PR #1457, opened 2021-05-14
Add draft label to collection name when needed on dashboard

### LINKED ISSUE #1049: When a collection is in draft state, include "Draft" after the collection title in the admin table on the dashboard

aaron-collier:
## Why was this change made?

Fixes #1049 

Screen Shot 2021-05-14 at 3 59 03 PM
◆ ◆ ◆ ◆
What the task requires —
Output each record precisely as given.

Solution to this problem —
PR #1457, opened 2021-05-14
Add draft label to collection name when needed on dashboard

### LINKED ISSUE #1049: When a collection is in draft state, include "Draft" after the collection title in the admin table on the dashboard

aaron-collier:
## Why was this change made?

Fixes #1049 

Screen Shot 2021-05-14 at 3 59 03 PM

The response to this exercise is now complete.